Towards a Simultaneous and Granular Identity-Expression Control in Personalized Face Generation
Renshuai Liu, Bowen Ma, Wei Zhang, Zhipeng Hu, Changjie Fan, Tangjie Lv, Yu Ding, Xuan Cheng
TL;DR
The paper tackles the problem of personalized face generation by enabling simultaneous identity and fine-grained expression control within a specified background. It introduces a diffusion-based framework, DiffSFSR, that ingests a background prompt, a user selfie, and a fine-grained expression label (EmoFace135) to perform simultaneous face swapping and reenactment with explicit background conditioning. Key contributions include a balanced identity/expression encoding scheme with compound embeddings, an explicit background conditioning mechanism, and an improved midpoint sampling method, all implemented in a latent-diffusion backbone.
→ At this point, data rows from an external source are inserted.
PR #2428, opened 2024-06-06
chore: adjust debug logs for updating a dependent resource

matteriben:
Moved existing debug log message and added new debug log message.

### DIFF
--- a/operator-framework-core/src/main/java/io/javaoperatorsdk/operator/processing/dependent/AbstractDependentResource.java
+++ b/operator-framework-core/src/main/java/io/javaoperatorsdk/operator/processing/dependent/AbstractDependentResource.java
@@ -71,10 +71,17 @@ public abstract class AbstractDependentResource<R, P extends HasMetadata>
             logForOperation("Updating", primary, desired);
             var updatedResource = handleUpdate(actualResource, desired, primary, context);
             return ReconcileResult.resourceUpdated(updatedResource);
+          } else {
+            log.debug("Update skipped for dependent {} as it matched the existing one",
+                actualResource instanceof HasMetadata
+                    ? ResourceID.fromResource((HasMetadata) actualResource)
+                    : getClass().getSimpleName());
           }
         } else {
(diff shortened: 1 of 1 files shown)


operator-framework-core/src/main/java/io/javaoperatorsdk/operator/processing/dependent/AbstractDependentResource.java
```diff
@@ -71,9 +71,12 @@ protected ReconcileResult<R> reconcile(P primary, R actualResource, Context<P> c
             logForOperation("Updating", primary, desired);
             var updatedResource = handleUpdate(actualResource, desired, primary, context);
             return ReconcileResult.resourceUpdated(updatedResource);
+          } else {
+            log.debug("Update skipped for dependent {} as it matched the existing one",
+                actualResource);
```
csviri, line 76: Let's not log the whole resources, this is a security concern, to not log secrets, thus sensitive data.

csviri (changes requested):

operator-framework-core/src/main/java/io/javaoperatorsdk/operator/processing/dependent/AbstractDependentResource.java
```diff
@@ -71,10 +71,13 @@ protected ReconcileResult<R> reconcile(P primary, R actualResource, Context<P> c
...
             return ReconcileResult.resourceUpdated(updatedResource);
+          } else {
+            log.debug("Update skipped for dependent {} as it matched the existing one",
+                getClass().getSimpleName());
           }
         } else {
-          log.debug("Update skipped for dependent {} as it matched the existing one",
-              actualResource);
+          log.debug("Update skipped for dependent {} implement Updater interface to modify it",
+              getClass().getSimpleName());
```
csviri, line 80: Probably would be better to put here also the resource ID.

csviri (approved):

metacosm (approved):
We should use the dependent name in `next` as well.

PR #2436, opened 2024-06-14
fix: ignore docsy changes on build

csviri:


csviri:
added a PR but just for `next`, so we can avoid some conflicts,will close this one.

see: https://github.com/operator-framework/java-operator-sdk/pull/2443/files

PR #2451, opened 2024-06-20
refactor: move getResourceClassResolver to BaseConfigurationService

metacosm:
The class resolving mechanism is only needed in that class right now


csviri (approved):
LGTM, simpler is better :)

PR #2456, opened 2024-06-26
Update lease access check to account for lease name and multiple rules

MikeEdgar:
Allow the verbs required for lease access to be split between multiple rules and exclude rules that name a non-matching lease name. This allows rules such as those below to work as expected.

```yaml
rules:
  - apiGroups:
      - coordination.k8s.io
    resources:
      # The "create" verb cannot be used with "resourceNames"
      - leases
    verbs:
      - create
  - apiGroups:
      - coordination.k8s.io
    resources:
      - leases
    resourceNames:
      - my-lease
    verbs:
      - get
      - list
      - watch
      - delete
      - patch
      - update
```


operator-framework-core/src/test/java/io/javaoperatorsdk/operator/LeaderElectionManagerTest.java
```diff
@@ -3,28 +3,37 @@
...
+import static io.javaoperatorsdk.operator.LeaderElectionManager.LEASES_RESOURCE;
 import static org.junit.jupiter.api.Assertions.assertThrows;
 import static org.junit.jupiter.api.Assertions.assertTrue;
 import static org.mockito.Mockito.mock;
 import static org.mockito.Mockito.when;
 
 class LeaderElectionManagerTest {
 
-  private LeaderElectionManager leaderElectionManager() {
+  private LeaderElectionManager leaderElectionManager(Optional<Object> selfSubjectReview) {
```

Experimental results show high identity and expression fidelity, superior performance relative to text-to-image and existing face manipulation baselines, and strong user-study support, indicating practical potential for controllable, personalized portrait generation. The work advances multi-modal conditioning for diffusion models and broadens the expressive capability of identity-preserving face synthesis.
Abstract
In human-centric content generation, the pre-trained text-to-image models struggle to produce user-wanted portrait images, which retain the identity of individuals while exhibiting diverse expressions. This paper introduces our efforts towards personalized face generation. To this end, we propose a novel multi-modal face generation framework, capable of simultaneous identity-expression control and more fine-grained expression synthesis. Our expression control is so sophisticated that it can be specialized by the fine-grained emotional vocabulary. We devise a novel diffusion model that can undertake the task of simultaneously face swapping and reenactment. Due to the entanglement of identity and expression, it's nontrivial to separately and precisely control them in one framework, thus has not been explored yet. To overcome this, we propose several innovative designs in the conditional diffusion model, including balancing identity and expression encoder, improved midpoint sampling, and explicitly background conditioning. Extensive experiments have demonstrated the controllability and scalability of the proposed framework, in comparison with state-of-the-art text-to-image, face swapping, and face reenactment methods.